In Italy, the political discussion has often focused on nationalism and sovereignty, always described as two of the main points of the party during the campaign. The slogan “Italians first” (“prima gli italiani”) was vastly used, and so was the promise to revise the National Recovery and Resilience Plan, which is part of the Next Generation EU, a 750 billion euro fund for European recovery, as well as to reassert Italy’s tech sovereignty. The party’s propaganda, using some populist mantras, insisted on the defence of national borders, speaking about how to reduce illegal migration. The protection of national borders works also on a cultural level: the safeguarding of a national identity through conservative policies.
Italy is not the only country where fascism has come back as a topic of political discussion.
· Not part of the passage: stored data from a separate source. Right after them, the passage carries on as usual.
PR #14, opened 2019-08-13
Add Superposition to list of companies

Kilian:
I just announced the design tokens app I've been working on, so I can add it to the list now :)


kaelig:
Thank you Kilian!

PR #28, opened 2019-11-21
add Alaska Air to the projects represented group

blackfalcon:
This PR will add Alaska Airlines to the list of represented groups.


kaelig:
Welcome! I just flew with you last week ✈️

PR #46, opened 2021-04-23
chore: update company name + website info for Knapsack

sghoweri:
Updates the contrib list to use our updated company name + website!


kaelig:
Thank you!

PR #51, opened 2021-09-07
Renamed vendor attribute to extensions

c1rrus:
Renames the `vendor` design token attribute to `extensions` to better reflect that it can be used by anyone (individuals, design system teams and tool vendors).


kevinmpowell (approved):
👍 Looks good.

kaelig (approved):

Concerns over the rise of far-right parties are present in different countries in Europe, from Italy to Sweden, where a government supported by the far right was recently elected, to Germany where Alternative für Deutschland (Alternative for Germany) is now the main opposition in the Bundestag.
Just like its European pendants, the new Italian government’s line on Europe is coherently nationalistic. Its goal is for Italy’s voice to be heard and to prioritise the nation’s needs instead of Europe’s. But in Italy’s case, this Euroscepticism doesn’t mean leaving the EU but rather taking advantage of it for national purposes. This begs the question of what a Europe looks like in which these nationalistic tendencies spread and win elections. If the tightening of borders and prioritisation of national affairs continues to define EU-member-states’ politics, what then becomes of the Union of Europe?